ジャニーズ性加害問題、週刊文春編集長が指摘する「メディアと事務所の利益共同体」 
URL= https://www.bengo4.com/c_18/n_15895/



 今でこそ、この問題について言及するメディアは多くなったが、記事公開当時は、カウアン氏の会見を報じていないメディアもあり、問題に触れるかどうするか、なんとなく “様子見” の雰囲気を醸していたように思える。世の中も、どう受け止めるか、周りの空気を窺っていたような時期だったと記憶している。そのためか、記事を出した当初はネガティヴな声も散見された。特に外部配信先のひとつ、Yahoo!ニュースのコメント欄にそうした意見を確認した記憶があるものの、すでに記事は配信期間を終えているようで、コメントも消えている。おぼろげな記憶に基づいた発言になるのをお許しいただきたいが、印象深かったのは、声を上げた方が信用に足る人物ではないといった趣旨のものや、また取材チームの過去の発言を拾い上げて批判するもの、などだ。SNSでも同様の声を見かけた。

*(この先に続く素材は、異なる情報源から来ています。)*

PR #4684, opened 2022-10-22
Set language to en_US to fix issues with gcc.

jobermayr:
Fixes: #2166 once for all

### DIFF
--- a/build.gradle
+++ b/build.gradle
@@ -19,6 +19,16 @@ apply from: 'gradle/root/eclipse.gradle'
 apply from: "gradle/support/eclipseLauncher.gradle"
 apply from: "gradle/support/loadApplicationProperties.gradle"
 
+import java.lang.reflect.Field;
+
+public static void updateEnv(String name, String val) throws ReflectiveOperationException {
+    Map<String, String> env = System.getenv();
+    Field field = env.getClass().getDeclaredField("m");
+    field.setAccessible(true);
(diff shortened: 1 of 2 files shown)


jobermayr:
`$ gradle buildGhidra`
`$ LC_MESSAGES=de gradle buildGhidra`
Both work without any issues with this patch.

build.gradle
```diff
@@ -19,6 +19,16 @@ apply from: 'gradle/root/eclipse.gradle'
 apply from: "gradle/support/eclipseLauncher.gradle"
 apply from: "gradle/support/loadApplicationProperties.gradle"
 
+import java.lang.reflect.Field;
+
+public static void updateEnv(String name, String val) throws ReflectiveOperationException {
+    Map<String, String> env = System.getenv();
+    Field field = env.getClass().getDeclaredField("m");
```
ryanmkurtz, line 26: What is this line doing with the "m" field?

jobermayr: https://blog.quirk.es/2009/11/setting-environment-variables-in-java.html?m=1
"By accessing that m we can change the JVM's copy of the environment from under its very nose. "

ryanmkurtz: For me, the type of `env` is `class org.gradle.internal.classpath.AccessTrackingEnvMap`, not `java.util.Collections.UnmodifiableMap`.  That is why it's failing for me.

 その後もこの問題について毎月1本ほど、弁護士ドットコムニュースにてインタビュー記事を出させてもらった。決して多くはない。弁護士ドットコムニュースでは私以外にも編集部の方がこの問題を追っていた。にもかかわらず「弁護士ドットコムニュースのジャニーズ問題記事はすべて、高橋ユキというライターが書いている」と思い込まれたらしく「『つけびの村』というルポで名を売ったライターが次のネタとして食いついたのでしょう」、「裏取引があるのか、金の匂いを嗅ぎつけて騒いでいるのかはわかりません」などとSNSに書かれているのを確認してしまった。もちろん、弁護士ドットコムニュース編集部に対しても「真実を報じて欲しい」といった趣旨の意見が届いているのだそうだ。 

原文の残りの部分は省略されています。